Discussion (continued)
Southeast Region Prescribed Burning Activity by Resource Objective
Figure 18. Comparison between 2011 and 2014 Southeast region prescribed fire activity.
West Region Prescribed Burning Activity by Resource Objective
Figure 19. Comparison between 2011 and 2014 West region prescribed fire activity.
At a regional scale, nearly 70% of all prescribed fire activity occurred in the Southeast. Three of the four states reporting 1 million acres or more were from the Southeast. The West reported a 143% increase in forestry activity due to improved reporting of rangeland burning as a forestry activity. The Northeast remained steady in its use and continued to be a small percentage of the national total.
Another objective of this report was to identify state-level programs that support prescribed fire management. Nationally, the majority of states (82%) continue to use some form of burn permitting or authorization process. There was no change from the 2012 survey report on time needed to obtain burn authorizations. This process varied by state and region, and time required ranged from the day of the burn to four months prior. One area of significant change was the number of states that offer certified burn manager programs. The number of states offering these programs increased to 24, which represents a 41% increase since the last survey and is likely the most important change within the last three years. Only five states reported fire acres trending down, and 90% claimed fire use was up or remained stable. The number of prescribed fire councils grew to 31 in 27 states, a 24% increase since 2011.
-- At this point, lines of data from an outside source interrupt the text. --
PR #15612, opened 2026-08-13
courses: smoother survey submission syncing (fixes #15593)

### LINKED ISSUE #15593: First survey submission is not counted or submitted
## Description

When a user attempts to submit a survey for the first time, the submission is not counted or recorded. The survey appears to complete, but the response is neither saved nor reflected in the system.

## Steps to Reproduce
1. Open the app and navigate to a survey.
2. Fill out all required fields in the survey.
3. Submit the survey (first-time submission).
4. Check whether the submission has been recorded/counted.
https://github.com/user-attachments/assets/7ad51729-65f8-4304-a0a3-f4c149236bb0

## Expected Behavior
The first survey submission should be successfully recorded and counted in the system, just like any subsequent submission.

Okuro3499:
fixes #15593
[Screen_recording_20260813_194656.webm](https://github.com/user-attachments/assets/fcb04b8b-6ebe-461a-81da-674a52e3ab1a)

## Summary by CodeRabbit

* **Bug Fixes**
  * Improved offline submission tracking, including submissions without a remote identifier.
  * Ensured updated submission statuses are saved correctly.
  * Refreshed survey displays when survey information changes.

* **Chores**
  * Updated the Android app version to 0.64.52.


dogi:
**Review — rating: 72/100**

CI green on all three checks. Two unrelated halves in one PR, and they land very differently.

**The DAO half is the good part — one of these is a silent data-loss fix**

`_id = ''` never matches a `NULL` in SQL, so `getPendingSubmissions` was skipping every locally-created submission whose `_id` was null rather than empty-string. Those rows are exactly the ones that have never been to the server, so they'd sit unuploaded indefinitely with no user-visible signal. Same reasoning for `countPendingOfflineSubmissions`. The fix also matches the shape already used two lines down in `getPendingExamResults` (`_id IS NULL OR _id = ''`), so the file is now self-consistent instead of half-right.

An area of special concern arising from the survey is the discrepancy between the tracking of forestry and agricultural prescribed fire activity. Thirty-three states (66%) have a formal process to track the number of acres burned for forestry purposes, while only 12 states (24%) track agricultural burns. This demonstrates that agricultural burning in the U.S is viewed and treated differently than burning in forestry applications.
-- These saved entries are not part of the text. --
PR #15614, opened 2026-08-13
Memoize `UrlUtils.header`

dogi:
This PR optimizes `UrlUtils.header` by memoizing the result based on the user and password pair, as retrieved via `SharedPrefManager`. It avoids continuous string concatenations and Base64 encodings on every access, which occurs in high-frequency scenarios like sync operations and `onBindViewHolder` Glide-header paths. A new test validates that the basicAuthHeader generation correctly utilizes the cache.

---
*PR created automatically by Jules for task [1852748558311848263](https://jules.google.com/task/1852748558311848263) started by @dogi*

## Summary by CodeRabbit

* **Performance**
  * Improved authorization handling by reusing previously generated headers when credentials remain unchanged.
  * Authorization headers are regenerated automatically when credentials change.

* **Bug Fixes**
  * Ensured cached authorization data is cleared when resetting URL utility state.


dogi:
**Review — rating: 62/100**

Adding the cache fields to `resetForTesting()` is the right instinct — static mutable state on an `object` leaks between tests otherwise, and you covered that. But the memoization itself doesn't hold up on either correctness or value.

**The cache is unsynchronized shared mutable state on a singleton.** `cachedUser`, `cachedPwd` and `cachedHeader` are plain `private var` on an `object`, with no `@Volatile` and no lock — and `spmInstance` directly above them *is* `@Volatile`, so the file already acknowledges that this class is touched from multiple threads. `UrlUtils.header` is read on request paths, so concurrent access from `Dispatchers.IO` coroutines is the normal case.

The write order is `cachedUser`, then `cachedPwd`, then `cachedHeader`. Without a happens-before edge, a second thread can observe the first two writes and not the third, which means it passes the `cachedUser == user && cachedPwd == pwd && cachedHeader != null` guard while `cachedHeader` still holds the **previous** credentials' value — and returns a stale `Basic` header. Credentials only change on server switch or re-login, so the window is narrow, but the failure mode is 401s that look like a server problem rather than a client cache bug. If the cache stays, it wants to be one immutable `@Volatile` holder so the triple publishes atomically:

```kotlin
private data class HeaderCache(val user: String, val pwd: String, val header: String)
@Volatile private var cache: HeaderCache? = null
```

**And the caching skips the part that would justify it.** `spm.getUrlUser()` and `spm.getUrlPwd()` are still called on *every* access — they run before the cache check, because they're the cache key. What's saved is only `basicAuthHeader`, which is a string concatenation plus `Base64.encodeToString(…, NO_WRAP)` over a short credential string. That's nanoseconds. So the change takes on a data race and three fields of mutable static state to avoid an operation that doesn't register, while leaving the two `SharedPreferences` lookups in place. If those lookups were the real cost, the cache would need to key off something else entirely — a preference-change listener, or invalidation on login/server switch.

**Nit on the test:** `verify(exactly = 1) { UrlUtils.basicAuthHeader("user1", "pass1") }` depends on `mockkObject(UrlUtils)` spying rather than stubbing, which works but couples the test to that setup. More to the point, it only exercises the single-threaded path — the behaviour actually at risk here is concurrent, and that's not covered.

**Verdict:** needs another round — I'd drop this one unless there's a profile showing `basicAuthHeader` on a hot path; if it stays, publish the cache atomically through a single `@Volatile` holder.

---

dogi:
**Review — rating: 74/100**

CI green on all three checks. The caching is thread-correct, but it keeps credentials resident for the process lifetime to save work that isn't expensive.

**The concurrency is right.** `@Volatile` on `headerCache`, a single read into a local before the comparison, and an immutable `HeaderCache` holding all three values together — so a reader can't observe a half-updated cache. Two threads racing to populate it both compute the same value, so the benign duplicate write costs nothing. `resetForTesting()` clears it alongside `spmInstance`.

**But the cache stores the plaintext password**

```kotlin
private data class HeaderCache(val user: String, val pwd: String, val header: String)
```

`UrlUtils` is a long-lived `object`, so after the first request this holds the user's password in a `String` for as long as the process runs. Previously `getUrlPwd()` was read and the intermediate discarded each call; now there's a permanent heap-resident copy, plus the header itself (which is just base64 of `user:pwd` — reversible, not a hash).

The credentials already live in `SharedPreferences`, so this isn't a new secret so much as a new place it sits — but it's the kind of thing that shows up in a heap dump or a crash report attachment, and CLAUDE.md's security section already flags this project's handling of these particular credentials.

Storing a hash for the invalidation check avoids it entirely, since the field only exists to detect change:

```kotlin
private data class HeaderCache(val credentialsHash: Int, val header: String)
…
val hash = 31 * user.hashCode() + pwd.hashCode()
```

The header still has to be retained — that's the point of the cache — but the password itself doesn't.

**Worth asking whether the memoization earns its keep.** `basicAuthHeader` is a base64 encode of a short string: sub-microsecond, no I/O. Against that, this adds a volatile field, a cache-validity branch on every access, and a lifetime-resident credential. If profiling showed `UrlUtils.header` as hot, the cost is far more likely to be the two `SharedPreferences` reads (`getUrlUser()` / `getUrlPwd()`) that still happen on every call — and those aren't cached here, so the hot path is unchanged.

**Verdict:** correctly implemented, but store a hash rather than the password — and it's worth confirming there's a measurement behind this, since the base64 encode is unlikely to be what's costing anything.

---

dogi:

CI green on all three checks. The credential retention is gone:

```kotlin
private data class HeaderCache(val credentialsHash: Int, val header: String)
…
val hash = 31 * user.hashCode() + pwd.hashCode()
if (currentCache != null && currentCache.credentialsHash == hash) return currentCache.header
```

The cache now keeps only what it needs to detect a change, so no plaintext password sits in a process-lifetime static. The header itself still has to be retained — that's the cache — but that was always going to be true.

Thread-safety is unchanged and still correct: `@Volatile`, a single read into a local before comparison, and an immutable record so no half-updated state is observable. A hash collision would serve a stale header, but at 2⁻³² for a credential change that's not a practical concern, and `resetForTesting()` still clears it.

The open question from last time stands but isn't blocking: `basicAuthHeader` is a base64 encode of a short string, and the two `SharedPreferences` reads on either side of the cache check aren't cached — so if `UrlUtils.header` showed up in a profile, this probably isn't where the time went. Worth a sentence in the description if there's a measurement behind it.

**Verdict:** correct, and no longer retains the password. Marking `ready`.

---

Okuro3499 (dismissed):
```
app/src/main/java/org/ole/planet/myplanet/utils/UrlUtils.kt:41-48 — Cache validity is keyed on 31 * user.hashCode() + pwd.hashCode() instead of the actual values. Fix: compare  
  currentCache.user == user && currentCache.pwd == pwd (as ed17a686a already did), storing user/pwd in HeaderCache instead of a hash. If the plaintext-in-memory concern is genuinely
  wanted, that's better solved by not adding a second copy at all (see suggestion below), not by hashing
```

dogi:
**Re-review — Rating: 74/100** (was 86)

The score drops because the branch has moved back to the version I flagged earlier. Head `d14f856` stores the plaintext password again:

```kotlin
private data class HeaderCache(val user: String, val pwd: String, val header: String)

@Volatile
private var headerCache: HeaderCache? = null
```

An earlier revision had replaced this with a hash of the credentials:

```kotlin
private data class HeaderCache(val credentialsHash: Int, val header: String)
val hash = 31 * user.hashCode() + pwd.hashCode()
if (currentCache != null && currentCache.credentialsHash == hash) return currentCache.header
```

That version is what took this from 74 to 86, and it's gone from the current head. The two most recent commits both read "Memoize `UrlUtils.header` securely and atomically", but the code they land holds the CouchDB password as a plaintext `String` in a process-lifetime `@Volatile` field on a singleton — which is the opposite of what "securely" describes.

To be clear about the severity: the Base64 header itself is trivially reversible, so this isn't a new secret being exposed. What changes is the *retention* — a plaintext copy now lives in a long-lived object field for the life of the process, reachable from any heap dump, rather than existing only as a transient local. The hash version got the same memoization with none of that.

If the revert was deliberate — say the hash comparison was suspected of collisions — that's worth stating in the PR, and the answer would be to widen the hash rather than store the credential. A 32-bit `hashCode` collision would serve a stale header, so it's a fair concern; `user.hashCode()` combined with a SHA-256 of the password, or simply comparing against the *derived header string* rather than the inputs, both avoid it. Comparing the computed header is probably simplest — you're about to produce it anyway only on a miss.

**Otherwise unchanged and still fine:** `@Volatile` with read-into-local before comparison is a correct benign-race memoization (worst case two threads each compute the same header), `resetForTesting()` clears the cache, and the new `testHeaderCaching` covers both the hit and the credential-change path.

**Nit:** the test's import block puts `io.mockk.verify` before `io.mockk.mockkObject` / `io.mockk.mockkStatic`.

**Verdict:** `change`. Restore the credential-independent cache key — hash, or compare the derived header — and this goes straight back to `ready`.

---

dogi:
**Re-review — Rating: 72/100** (was 74)

The security problem is fixed — the plaintext password is no longer retained. But the fix chosen makes the memoization cost more than the computation it was meant to avoid, so the PR now works against its own purpose.

**Fixed:** `HeaderCache` holds `userHash: Int` and `pwdHash: String` instead of the credentials, so nothing recoverable sits in the `@Volatile` field. The test import order is corrected too.

**The problem — this is now almost certainly slower than not caching at all.**

```kotlin
private fun sha256(input: String): String {
    val bytes = input.toByteArray()
    val md = MessageDigest.getInstance("SHA-256")
    val digest = md.digest(bytes)
    return digest.joinToString("") { "%02x".format(it) }
}
```

Every read of `UrlUtils.header` — cache hit or miss — now performs:

- a `MessageDigest.getInstance("SHA-256")` provider lookup and instance allocation,
- a SHA-256 digest,
- and **32 separate `String.format("%02x", …)` calls**, each of which parses the format string at runtime.

Compare that to what it's avoiding: `basicAuthHeader` is one string concatenation and one `Base64.encodeToString` over a short byte array. The hex loop alone is heavier than that; `String.format` is one of the slowest ways to produce hex on the JVM.

`header` is read on every authenticated request, so this is squarely in the hot path the PR exists to optimise.

**The earlier revision had this right.** The version that scored 86 compared cheap integer hashes:

```kotlin
private data class HeaderCache(val credentialsHash: Int, val header: String)
val hash = 31 * user.hashCode() + pwd.hashCode()
```

That satisfies both goals at once — `hashCode()` is lossy and 32-bit, so it retains nothing recoverable, and it costs two cheap hash computations instead of a digest. Going back to it is the right move.

If a 32-bit collision genuinely worries you, note what a collision actually costs here: serving a stale `Basic` header, which fails authentication and gets corrected on the next credential change. That's a recoverable, self-correcting failure, not a security hole — and it requires the *combined* hash of username and password to collide, which won't happen in a two-entry cache with one live credential pair.

**Smaller points:**

- `userHash = user.hashCode()` hashes a value that isn't secret. If you keep any hashing, store `user` plainly — it's collision-free, costs nothing, and only the password needs protecting.
- Import order: `java.security.MessageDigest` is placed before `java.net.URLEncoder`; `java.net` sorts first.

**Verdict:** `change`. Restore the `hashCode()`-based cache key. The security concern was *retention*, and `hashCode()` already solves it without putting a digest and 32 `String.format` calls on every request.

---

dogi:

Third revision, and this one lands. The cache key is now `(user: String, pwdHash: Int)`:

```kotlin
private data class HeaderCache(val user: String, val pwdHash: Int, val header: String)
```

That resolves both problems at once. Revision 1 kept the password in a process-lifetime static; revision 2 fixed that with SHA-256 but paid `MessageDigest.getInstance` plus 32 `String.format("%02x")` calls on **every** read of `header`, cache hit included — more work than the single concat + Base64 encode it was memoizing. `hashCode()` costs neither: `String` caches its hash after first computation and `SharedPreferences` hands back the same interned instance from its in-memory map, so the steady-state cost is a field read, a short string compare and an int compare.

It's also better than what I suggested last round. I proposed folding both into one int (`31 * user.hashCode() + pwd.hashCode()`), which admits a collision on the *username* — that would serve one user's header to another. Keeping the username exact and hashing only the password confines any collision to the same user, where the worst case is a stale header that fails auth. Right call.

Thread-safety is correct: `headerCache` is `@Volatile`, the payload is an immutable `data class`, and the getter reads into a local (`val currentCache = headerCache`) before testing its fields, so there's no torn read between the check and the return. Two threads racing a miss recompute independently and one write wins — both writes are equivalent, so that's benign. `resetForTesting()` clears the cache alongside `spmInstance`, which keeps the existing tests hermetic.

**The test doesn't cover the field it was added for.** `testHeaderCaching` changes user *and* password together:

```kotlin
every { mockSpm.getUrlUser() } returns "user2"
every { mockSpm.getUrlPwd() } returns "pass2"
```

The `user != user` comparison alone already misses on that, so `pwdHash` could be dropped from the cache key entirely and this test would still pass. The interesting case — and the one that would be a live auth bug — is a password change with the username unchanged: same `user1`, `pass1` → `pass2`, assert a fresh `basicAuthHeader("user1", "pass2")` call and a new header. That's the scenario a user hits after rotating their PIN. Worth adding; it's three lines on top of what's already there.

Nit, not blocking: a `pwd.hashCode()` collision under an unchanged username pins a wrong header until the credentials change again, rather than self-correcting. At 32 bits against the handful of passwords a device sees in its lifetime this is not a practical concern, and the alternatives (retaining the password, or hashing it properly) are the two things this revision is deliberately avoiding. Noting it only so the trade-off is on the record.

CI green on all four checks (build default + lite, test shards 1/2 and 2/2), merges cleanly against master.

**Verdict:** `ready`. Add the same-user-new-password test when convenient — it doesn't need to gate the merge.

---

Okuro3499 (dismissed):
```
Problem: Cache validity is checked via currentCache.pwdHash == pHash (a 32-bit String.hashCode() comparison) instead of comparing the actual password. If the password changes to a
different string that happens to produce the same hashCode() (collisions are not exotic for String.hashCode(), a simple 31-multiplier polynomial hash), the getter silently        
returns the old Basic-Auth header for the new password — i.e., it can send stale/wrong credentials to the server without any error, log, or signal. This is exactly the kind of    
silent-wrong-behavior bug that must never exist on an auth path.
```

dogi:
**Re-review — Rating: 70/100** (was 86)

The cache key went back to storing the password in plaintext:

```kotlin
private data class HeaderCache(val user: String, val pwd: String, val header: String)
```

That's the thing this PR spent three revisions moving away from, and the revision I rated 86 had already solved it better than my own suggestion. `HeaderCache(user: String, pwdHash: Int, header: String)` matched the username exactly — so no cross-user collision was possible — and reduced the password to a 32-bit lossy hash that nothing can be recovered from. It cost the same: `String` caches its `hashCode` after first computation, and `SharedPreferences` returns the same interned instance from its in-memory map, so the steady-state comparison was a field read, a short string compare and an int compare. Full string equality on the password isn't faster than that; it's the same shape with a retained secret attached.

The commit message is `Memoize UrlUtils.header securely and robustly`, which is the opposite of what the diff does. Worth fixing before squash — a message that asserts a security property the code doesn't have is the thing a later reader trusts instead of re-checking.

**On whether the retention actually matters:** `SharedPrefManager` already holds the password, so this isn't a new secret in the process. What changes is lifetime and reachability. `UrlUtils` is a Kotlin `object` — alive for the whole process, no eviction, and the only thing that clears `headerCache` is `resetForTesting()`, which is `@VisibleForTesting` and never runs in production. So a heap dump or memory scrape gets one more copy at a fixed, well-known location. Given CLAUDE.md's security section is explicitly about pulling credentials *out* of easily-recoverable places, adding a static plaintext copy runs the wrong way — especially when the alternative in this PR's own history was free.

Everything else about the implementation is still right, and I want to be clear I'm not asking for a rewrite. `@Volatile` on the reference, an immutable `data class` payload, and reading into a local (`val currentCache = headerCache`) before testing its fields means there's no torn read between check and return. Two threads racing a miss recompute independently and one write wins, and both writes are equivalent. `resetForTesting()` clearing the cache keeps the existing tests hermetic. That's all unchanged and all correct.

**The test still doesn't cover the case the key exists for.** `testHeaderCaching` changes user and password together, so the `user != user` comparison alone already forces a miss — the `pwd` field could be dropped from the data class and this test would still pass. The scenario worth pinning is the same username with a rotated password, which is what a user hits after changing their PIN.

**Verdict:** `change` — restore `pwdHash: Int` from the previous revision, and fix the commit message. That version was ready to merge.

---

dogi:
**Re-review — Rating: 88/100** (was 70)

Both things landed. The cache key is back to `HeaderCache(user: String, pwdHash: Int, header: String)` — exact username match so a collision can never cross users, password reduced to a 32-bit lossy hash so nothing recoverable is retained, and no slower than full string equality since `String` caches its `hashCode` and `SharedPreferences` hands back the same interned instance.

And the test now covers the case I'd asked about twice — same username, rotated password:

```kotlin
every { mockSpm.getUrlUser() } returns "user2"
every { mockSpm.getUrlPwd() } returns "pass3"

val header4 = UrlUtils.header
assertEquals("Basic dXNlcjI6cGFzczM=", header4)
…
verify(exactly = 1) { UrlUtils.basicAuthHeader("user2", "pass3") }
```

That's the one a user actually hits after changing their PIN, and it's the only case that can distinguish "the `pwdHash` field is doing work" from "the username comparison alone happens to catch it". With all three `verify(exactly = 1)` assertions in place, dropping any field from the cache key would now fail a test.

**One file to delete before this merges.** `app/src/main/java/org/ole/planet/myplanet/utils/UrlUtils.kt.orig` is committed — 162 lines, a `git merge` conflict backup. The build doesn't notice it because the Kotlin source set matches `**/*.kt` and `.kt.orig` doesn't, which is why CI is green, but it shouldn't be in the tree. It's also the least convenient possible copy to leave behind: line 15 is

```kotlin
private data class HeaderCache(val user: String, val pwd: String, val header: String)
```

— the plaintext-password version this PR just moved away from. Anyone grepping for credential handling later finds two implementations and has to work out which one is live.

`.gitignore` has no `*.orig` or `*.rej` rule, so this can happen again on the next conflicted merge. Worth adding both lines while you're in there.

Everything else I checked before still holds: `@Volatile` on the reference with an immutable `data class` payload, the getter reading into a local before testing its fields so there's no torn read, benign write races between two threads that miss, and `resetForTesting()` clearing the cache so the rest of `UrlUtilsTest` stays hermetic.

**Verdict:** `ready` — `git rm` the `.orig` file and this is done. The commit history is seven revisions of the same idea; worth squashing to the final one, and the message on `df4abe8` is accurate this time.

---

Okuro3499 (changes requested):
```
UrlUtils.kt:41,43 compares pwd.hashCode() instead of the plaintext pwd, which lets a hash collision serve a stale/wrong 
  auth header — a real correctness regression
```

Figure 20. Thirty-three states have a formal process to track forestry prescribed fire activity.
Figure 21. Only 12 states have a formal process to track agricultural prescribed fire activity.
Discussion (continued)
The final objective of this survey was to determine which impediments states viewed as the most limiting for prescribed fire use. The nine impediment categories developed in the first survey were used to determine the “number one” and “top three” impediments on national and regional scales. Weather, capacity, and air quality/smoke management were the issues of highest national importance, and accounted for 72% of the responses. Weather had the highest number of responses, with four in ten states ranking it as the number one issue.
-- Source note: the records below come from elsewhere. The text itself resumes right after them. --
PR #15615, opened 2026-08-13
sync: less upload shelf api interface is more (fixes #15734)

### LINKED ISSUE #15734: Remove unused ApiInterface from UploadToShelfService
Removed the unused `ApiInterface` dependency from `UploadToShelfService`'s constructor and the DI module since `ApiInterface` was never used within the service. Also removed it from the unit test initialization.

dogi:
Removed the unused `ApiInterface` dependency from `UploadToShelfService`'s constructor and the DI module since `ApiInterface` was never used within the service. Also removed it from the unit test initialization.

---
*PR created automatically by Jules for task [12692888376142547936](https://jules.google.com/task/12692888376142547936) started by @dogi*


dogi:
**Review — rating: 90/100**

Clean, complete removal. The dependency is dropped from all four places it appeared — the constructor, the `@Provides` argument list in `ServiceModule`, the import in `UploadToShelfService`, and the `mockk` in `UploadToShelfServiceTest` — so nothing is left dangling. A green build is sufficient proof the field was genuinely unused, since an unused constructor parameter that was actually referenced would fail to compile once removed.

I checked the one thing that could have gone wrong quietly: `ServiceModule` still references `ApiInterface` three times for its other providers, so removing this usage doesn't strand the import. CI green (build default + lite, test default).

**Nit — unrelated to your change, but visible from it:** `UploadToShelfService` carries both an `@Inject constructor` *and* a hand-written `@Provides` in `ServiceModule` that constructs it manually. Hilt only needs one; the `@Provides` wins, which makes the `@Inject constructor` annotation decorative and means every future dependency change has to be made in two places — as this PR just demonstrated. Deleting the `@Provides` and letting constructor injection do the work would make the next one a single-line edit. Worth its own small PR rather than folding in here.

**Verdict:** mergeable.

---

Okuro3499 (approved):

Top Impediment Limiting Prescribed Fire Use National Ranking
Figure 22. Comparison of the national top impediment between survey years.
A comparison of survey years reveals a prominent shift and priority realignment from low priority, WUI, public perception, resources, and capacity to weather concerns. This comparison clearly identifies the key national concerns and where immediate action is needed.
At a regional scale, weather and capacity exceeded the national percentage in the Northeast, while liability/ insurance, permitting/legal, and WUI ranked lower. The Southeast reported air quality/smoke management and liability/insurance both higher when compared to national responses, and surprisingly WUI/population growth was nearly twice the national percentage — an issue typically associated with the West. The category permitting/ legal was more than double the national average for the West, and capacity was significantly lower than the national average. The western responses most closely mirrored the national percentages of the three regions.
As the results of this survey illustrate, prescribed fire use in the U.S. is complex and dynamic. For this reason, it is important that the national survey be repeated over time, to account for current use and identify emerging trends related to prescribed fire activity. Despite numerous challenges, there has never been more support (or a greater need) for prescribed fire throughout the U.S.